Issue #2022, opened 2024-06-17
Arrange Horizontal does not work when we have a detached link.


srikant-ch5:
Ref: 3799

PR #2023, opened 2024-06-17
#2022 Arrange Horizontal does not work when we have a detached link.

srikant-ch5:
Fixes: #2022 
 
           in the file; or

           it.


srikant-ch5:
Hi @tomlyn I can see that the issue #2022  can be solved by changing the spacing to 1.
I have tried to implement dummy node approach mentioned in ticket #3799.
I have done something like below.
```
dagreAutolayout(direction, canvasInfoPipeline) {
		const canvasLayout = this.objectModel.getCanvasLayout();

		let newArr = []; 
		var nodeLinks = canvasInfoPipeline.links.filter((link) => {
			if (link?.trgPos) {
				const dummy_node = this.objectModel.getAPIPipeline().createNode({
					editType: "createNode",
					nodeTemplate: this.dummyNodeTemplate,
					offsetX: link?.trgPos?.x_pos,
					offsetY: link?.trgPos?.y_pos
				});


				newArr.push(dummy_node);

			}

			return link.type === NODE_LINK || link.type === ASSOCIATION_LINK;
		});

		var edges = nodeLinks.map((link) => {
			if ( link?.trgPos) {
				this.objectModel.getAPIPipeline().setLinkProperties(link.id, { trgNodePortId: newArr[0].id })
			}
			return { "v": link.srcNodeId, "w": link.trgNodeId, "value": { "points": [] } };
		});
...
}
```
I think this is not the right approach to create a dummy node do you have any code reference about how to create a dummy node ?

tomlyn:
@srikant 
I added some comments into the issue: https://github.ibm.com/NGP-TWC/wdp-abstract-canvas/issues/3799#issuecomment-82444672

srikant-ch5:
Hi @tomlyn I have included the dummy node ids in nodesData now horizontal layout is working fine.

But I am trying to understand below.

```
After the outputGraph comes back from Dagre, we need to look through the nodes for any with an ID beginning with "temp-src-node" or "temp-trg-node" and then apply its x/y coordinates to the link that the dummy node is for. You will be able to extract the link ID from the dummy node ID by striping off the text prefix. So, for example, if a node coming back from Dagre has ID "temp-src-node-1234" we would look for a link with ID "1234" and overwrite its srcPos with the coordinates provided for that dummy node.
```

the outputGraph returns data format for `nodes` and `edges` in below format which doesn't have `id's` for links.

```
{
    "options": {
        "directed": true,
        "multigraph": false,
        "compound": false
    },
    "nodes": [
        {
            "v": "d7a82866-e652-4949-ba68-494157e217b2",
            "value": {
                "width": 150,
                "height": 75,
                "x": 125,
                "y": 90
            }
        },
        {
            "v": "5fdfd4bd-40ab-43b8-af3f-653645711760",
            "value": {
                "width": 150,
                "height": 75,
                "x": 275,
                "y": 90
            }
        },
        {
            "v": "temp-trg-node-407a23d0-0c02-4c2d-a4d0-3b61da6fa346",
            "value": {
                "width": 150,
                "height": 80,
                "x": 425,
                "y": 90
            }
        }
    ],
    "edges": [
        {
            "v": "d7a82866-e652-4949-ba68-494157e217b2",
            "w": "5fdfd4bd-40ab-43b8-af3f-653645711760",
            "value": {
                "points": [
                    {
                        "x": 200,
                        "y": 90
                    },
                    {
                        "x": 200,
                        "y": 90
                    },
                    {
                        "x": 200,
                        "y": 90
                    }
                ]
            }
        },
        {
            "v": "5fdfd4bd-40ab-43b8-af3f-653645711760",
            "w": "temp-trg-node-407a23d0-0c02-4c2d-a4d0-3b61da6fa346",
            "value": {
                "points": [
                    {
                        "x": 350,
                        "y": 90
                    },
                    {
                        "x": 350,
                        "y": 90
                    },
                    {
                        "x": 350,
                        "y": 90
                    }
                ]
            }
        }
    ],
    "value": {
        "rankDir": "LR",
        "marginx": 50,
        "marginy": 50,
        "nodesep": 80,
        "ranksep": 0,
        "width": 550,
        "height": 180
    }
}
```

tomlyn:
@srikant-ch5 
I don't understand what you are asking.  Since the turnaround in communication is so big it would be better if you asked a more detailed question. For example why are you expecting srcNodes when your example doesn't seem to contain an example of a semi-detached link without a source node. I'll try to reply as best as I can.

From your example above, there is a node in the output graph with a field `v` which contains `temp-trg-node-407a23d0-0c02-4c2d-a4d0-3b61da6fa346`.  So `v` is obviously the node's ID that you set in the nodesData input to dagre. If you did it the way I suggested, it is a target dummy node at the end of a detached link and, again if you did it the way I suggested,   `407a23d0-0c02-4c2d-a4d0-3b61da6fa346` is the link ID of that detached link.  So what you would do is look for a link with ID `407a23d0-0c02-4c2d-a4d0-3b61da6fa346`  and set its `trgPos` field to the x/y coordinates of the node that is in `trgPos` set x to 425 and y to 90.

So you should have gone from this:
```
                                        Link: 40.. 
  Node: d7... -----------> Node: 5f... ---------------> 
```
to add the temporary node:
```
                                         Link: 40.. 
  Node: d7... -----------> Node: 5f... --------------->  Node: temp-trg-node-40...
```
then look for link with ID 40... and update the `trgPos` with x/y coordinates.


By the way, I see in your changes you are updating dummyNodes inside the filter function. That is ugly, just do that processing in a separate loop that loops through the filtered nodes.

srikant-ch5:
HI @tomlyn Thanks for the info. About my above query I was just quoting from your instructions in the ticket (I should have looked into the example data I provided and should have framed it as srcNodes/trgNodes ). Anyway as per our discussion.

> You’d need an additional output array containing the modified links just like movedNodesInfo  contains info about what nodes need to be moved. The additional array would need to be passed into sizeAndPositionObjects()   method in api-pipeline.js.  If you look at that method it does accept a second parameter called linksInfo  which isn’t passed at that moment by the auto layout code.
So you’d need to pass the info in that parameter in the format the method is expecting.  If you look around there will be some other code that calls that method that will give you an idea of what that format is or you can look in the reducer and see how the parameter is being used.

Now its clear to me. Thanks for that.
Regarding my changes I will move out code from filter as it was just something I was testing and separated it afterwards.

srikant-ch5:
Hi @tomlyn

I have created dummy nodes and included in `objectsInfo`.
Here in below reducer it is picking only nodes from `pipeline.nodes` so dummy nodes present in `objectsInfo` are not repositioned. 
https://github.com/elyra-ai/canvas/blob/830bfe34d82541c3dd695cad7b7498cc110d262f/canvas_modules/common-canvas/src/object-model/redux/reducers/nodes.js#L65
To include those nodes as well I have made changes to above reducer to reposition `dummy node` which is not a good approach I think. Could you please suggest any better approach for this ?

tomlyn:
@srikant-ch5 First of all, if you're going to ask me about code that you are working on you need to push that to the PR so I can get a better picture of what you are asking. You really have to help me to help you. 

Second, the dummy nodes should only be created as a convenience in api-pipeline.js.  They are not supposed to be added to the object model because they are not going to appear on the canvas. 

Let's go through the process.  

1. With a canvas **without any** detached links, if the user clicks the auto arrange button the auto-layout code in api-pipeline.js creates input for Dagre that consists of an array of input nodes and an array of input links. Lets call the input nodes 'dagre nodes' and input links 'dagre links'. The dagre nodes and dagre links are different from the actual nodes and links in the object model.  Dagre calculates where the dagre nodes should be, given the type of auto-layout being performed (horizontal or vertical), and returns the set of dagre nodes to common-canvas that have new positions. Common-canvas assigns those positions to the corresponding actual nodes on the canvas - this is done through the reducer.

2. In the case where the flow **does have** one or more detached links we need to trick Dagre into arranging the real nodes in the flow AND any detached links so they appear in acceptable positions. Since Dagre doesn't know anything about detached links, what we do is add a dummy dagre node as if it were at the end of each detached link. This means adding the dummy dagre node to the dagre nodes array and adding a corresponding link to the dagre links array that shows the link going to the dummy dagre node.  Then we ask Dagre to auto-layout the array of dagre nodes and dagre links and Dagre is happy to do that because all it sees is nodes and links and isn't aware that some are dummies and some are 'real'.  

When Dagre returns we need to unravel the return arrays to handle the dummy dagre nodes.  So we loop through the dagre nodes and look for any dagre node with an ID that indicates they are a dummy dagre node. For each dummy dagre node, we update the trgPos (or srcPos) of the corresponding 'real' detached link from the object model with the x/y coordinate of the dummy dagre node returned by Dagre. For all the non-dummy dagre nodes we just update the position of the real nodes from the object model as happens in 1. above. **At this point we have discarded the dummy dagre nodes.**

The new positions for 'real' nodes and 'real' detached links are then applied to the object model using the reducers and the canvas will redraw showing the actual nodes in the positions calculated by Dagre and showing the actual detached links drawn to a position where they **would be** drawn to **if they were attached to real nodes**.

Hopefully you see that the dummy dagre nodes should not be in the object model and therefore there is no need for the reducer to handle them and they are discarded after their position has been used to update the 'real' detached links.

tomlyn:
From  Srikant Chepuri on Slack today:

Hi Craig by referring to your comments I have updated code https://github.com/elyra-ai/canvas/pull/2023/files
i.e if there is a detached link which doesn't have srcNodeId and trgNodeId then add it like below
```
        nodeLinks.forEach((link) => {
            // If there is no srcNodeId create a dummy node id and attach to the detached link
            if (!link.srcNodeId) {
                link.srcNodeId = "temp-src-node-" + link.id;
                dummyNodeIds.push(link.srcNodeId);
            }
            // If there is no trgNodeId create a dummy node id and attach to the detached link
            if (!link.trgNodeId) {
                link.trgNodeId = "temp-trg-node-" + link.id;
                dummyNodeIds.push(link.trgNodeId);
            }
        });
        var edges = nodeLinks.map((link) => {
            return { "v": link.srcNodeId, "w": link.trgNodeId, "value": { "points": [] } };
        });
```
here in edges dummy src/trg will be added to link v/w based on it format.
and then add the nodes to
```
       // Push the dummy Nodes to nodeData so that dagre treats them as nodes attached to detached links
        dummyNodeIds.forEach((dummyNodeId) => {
            nodesData.push({ "v": dummyNodeId, "value": { width: 150, height: 80 } });
        });
```
and created convertGraphToMoveLinks to update links to be passed to reducer.
but detached link end is not moving when layout is changed so I thought its because of reducer code where the nodes positions are actually set.

So just wanted to ask am I missing something here https://github.com/elyra-ai/canvas/pull/2023/files as the detached link end is not moving

tomlyn:
@srikant-ch5 
Your code seems to be 
1. Leaving the temporary node in the `movedNodesInfo` returned from `convertGraphToMovedNodes`:

    image


3. Leaving the trgNodeId in the semi-detached link in `movedLinksInfo` returned from `convertGraphToMoveLinks`. A detached link should only have a position field (containing the x/y coordinate of the detached end of the link) and no Node ID field for that end of the link. 

    image

srikant-ch5:
@tomlyn as per above comments, I have updated code 
1. To remove temp dummy node from `movedNodesInfo`.
Screenshot 2024-06-25 at 8 21 59 PM

2. To remove `trgNodeId` or `srcNodeId` for detached links in `movedLinksInfo `.
Screenshot 2024-06-25 at 8 23 58 PM

tomlyn:
@srikant-ch5 I'm not sure what you message is trying to say. The screen shot seems to show it not working correctly.  Does that mean you are still working on the issue? It really would be helpful if in your messages you could be clearer about what you are asking/telling me.

srikant-ch5:
Hi @tomlyn Yes its not working as expected.

srikant-ch5:
@tomlyn
As per above steps I have included dummy trg node at semi-detached link trgNode.
Below is the inputgraph.nodes which we are sending to dagre (which includes dummy node).
```
[
    {
        "v": "93def4b1-c82f-4ca4-86c2-a7a2a394ddaa",
        "value": {
            "width": 150,
            "height": 75,
            "x": 125,
            "y": 90
        }
    },
    {
        "v": "4076d831-7d28-4fe0-8413-9b5837e5c902",
        "value": {
            "width": 150,
            "height": 75,
            "x": 275,
            "y": 90
        }
    },
    {
        "v": "temp-trg-node-3e69e340-1146-45c3-af98-8e61a9deb57f",
        "value": {
            "width": 150,
            "height": 80,
            "x": 425,
            "y": 90
        }
    }
]  
```

below is the outputgraph.nodes returned from dagre.
```
[
    {
        "v": "93def4b1-c82f-4ca4-86c2-a7a2a394ddaa",
        "value": {
            "width": 150,
            "height": 75,
            "x": 125,
            "y": 90
        }
    },
    {
        "v": "4076d831-7d28-4fe0-8413-9b5837e5c902",
        "value": {
            "width": 150,
            "height": 75,
            "x": 275,
            "y": 90
        }
    },
    {
        "v": "temp-trg-node-3e69e340-1146-45c3-af98-8e61a9deb57f",
        "value": {
            "width": 150,
            "height": 80,
            "x": 425,
            "y": 90
        }
    }
]
```

My question is here as we can see x/y cordinates doesn't change in outputgraph it remains same as in inputgraph. In `convertGraphToMoveLinks` we are passing same nodes so the semi-detached link end stays even tough if we attach x_pos and y_pos of above dummy node its remains at same point is what I believe. Any suggestion from your side to solve this ?

tomlyn:
@srikant-ch5 Thanks for the extra information. 


https://github.com/elyra-ai/canvas/assets/15114439/70a31f9d-9cb6-4e51-a8a6-4c9485dea44e


https://github.com/elyra-ai/canvas/assets/15114439/c3304223-afea-4f75-b895-3e9772d3e49a

srikant-ch5:
Thanks @tomlyn for pointing out the mistake.
All this while I was debugging nodes and its reducer thinking node is not moving (because visually on canvas when we drag a node it also leads to movement of the attached link and not vice versa so I was looking in wrong direction all together). 
Now its fixed and detached link is moving as per layout.

https://github.com/elyra-ai/canvas/assets/16302714/c62b35f8-29c5-4584-b10f-673c682367f0

srikant-ch5:
Hi @tomlyn I have updated PR to handle a fully detached link auto layout.
Please refer below recording and let me know if the layout is fine.

https://github.com/elyra-ai/canvas/assets/16302714/359576ab-0c5d-48f2-ba62-77cbdfbf1fc7

Also I have changed below variable from `array` to an `object` because in the code below its being used as an objectm hope this is fine.
https://github.com/elyra-ai/canvas/blob/830bfe34d82541c3dd695cad7b7498cc110d262f/canvas_modules/common-canvas/src/object-model/api-pipeline.js#L917

canvas_modules/common-canvas/src/object-model/api-pipeline.js
```diff
@@ -936,6 +958,73 @@ export default class APIPipeline {
...
+		const movedLinksInfo = {};
+		const linksPos = [];
+
+		const nodes = outputGraph.nodes;
+
+		nodes.forEach((node) => {
+			// Record the x and y position of dummy node to be assigned to the detached link.
+			// A fully detached link can have both temp-src-node and temp-trg-node
+			if (node.v.startsWith("temp-src-node-")) {
+				const dummyNodeId = node.v.split("temp-src-node-")[1];
```
tomlyn, line 975: I think this is the linkId -- isn't it?

canvas_modules/common-canvas/src/object-model/api-pipeline.js
```diff
@@ -936,6 +958,73 @@ export default class APIPipeline {
...
+
+				linksPos[dummyNodeId] = {
+					...linksPos[node.v.split("temp-src-node-")[1]],
+					srcPos: {
+						x: node.value.x,
+						y: node.value.y
+					}
+				};
```
tomlyn, line 983: This seems a little over-complicated. It seems like you are getting the linkId again 
```
node.v.split("temp-src-node-")[1]
```
which you already got in the line above -- and then referencing into an element of the link array that will not have anything in it. (Although in the next section down for target Pos it may have something in it if we are handling a fully-detached link).

canvas_modules/common-canvas/src/object-model/api-pipeline.js
```diff
@@ -936,6 +958,73 @@ export default class APIPipeline {
...
+				linksPos[dummyNodeId] = {
+					...linksPos[node.v.split("temp-trg-node-")[1]],
+					trgPos: {
+						x: node.value.x,
+						y: node.value.y
+					}
+				};
+			}
+		});
+
```
tomlyn, line 997: I don't think the code below is totally necessary. If you look in the `links.js` reducer at the code for case "SIZE_AND_POSITION_OBJECTS"  you'll see the only fields it needs for each element of `movedLinksInfo` is {id, srcPos, trgPos }.  So the  `movedLinksInfo` doesn't need to be an array of links with all their fields but just an array of elements with the above 3 fields which is basically what the linksPos array is.

tomlyn (changes requested):

tomlyn:
@srikant-ch5
 I think I answered your questions in my review comments. Let me know if I missed anything.

Don't also forget we will need some tests for this changed function. I'd suggested adding a test case to the Cypress `autoLayoutDagre.cy.js` file.  You can use the existing `detachedLinksCanvas.json` pipeline flow file for the test. You will have to:
*  switch  `selectedLinkSelection` to "Detachable" in the test to get the detached links to appear, and
* specify the SingleLeftBarArray toolbar like the other tests and
* simulate a click on the horizontal auto layout buttons and 
* do an undo and 
* do a redos 
* do a click on the vertical auto layout buttons and 
* do an undo and 
* do a redos 
* and verify that the nodes and links are in the correct places after each step.

srikant-ch5:
Hi @tomlyn thanks for the feedback.
I have updated PR as per your comments and have also included cypress test, please review.
Only thing I haven't incorporated yet is below 

> I was wondering why, in your video of the fully detached link, the ends of the link are not exactly underneath the nodes after auto-layout. I think that is because we are using these hard-coded values for the width and height which .....

Is it okay if we track this under a new issue and discuss more on this under that ?

tomlyn:
> Is it okay if we track this under a new issue and discuss more on this under that ?

No it's not. This is part of the fix otherwise it won't work correctly.  I don't understand why you are even asking. What is the reason for doing it separately? I've literally typed in the code you need to use so you just need to put it in your code and test it out.

srikant-ch5:
> > Is it okay if we track this under a new issue and discuss more on this under that ?
> 
> No it's not. This is part of the fix otherwise it won't work correctly. I don't understand why you are even asking. What is the reason for doing it separately? We need to get the whole thing working and then merge the code. There's no advantage to have a separate issue as far as I can see.

Ok Craig Sorry for that. I was just asking because I will be OOO for next two weeks. I included the code you suggested but since it was not working I thought to continue on it once I get back. 
Could you please review that code and let me know ?

tomlyn:
That's OK -- you just need to let me know why you are asking.  Since you are out from now I can take over this item.  If I can't figure it out I'll just merge your code as is. Have a great vacation (holiday)!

▸ **YOUR ASSIGNMENT**
Go line by line through the data, copying each one that contains the word "them".

▸ **ANSWER SECTION**
Hopefully you see that the dummy dagre nodes should not be in the object model and therefore there is no need for the reducer to handle them and they are discarded after their position has been used to update the 'real' detached links.
       // Push the dummy Nodes to nodeData so that dagre treats them as nodes attached to detached links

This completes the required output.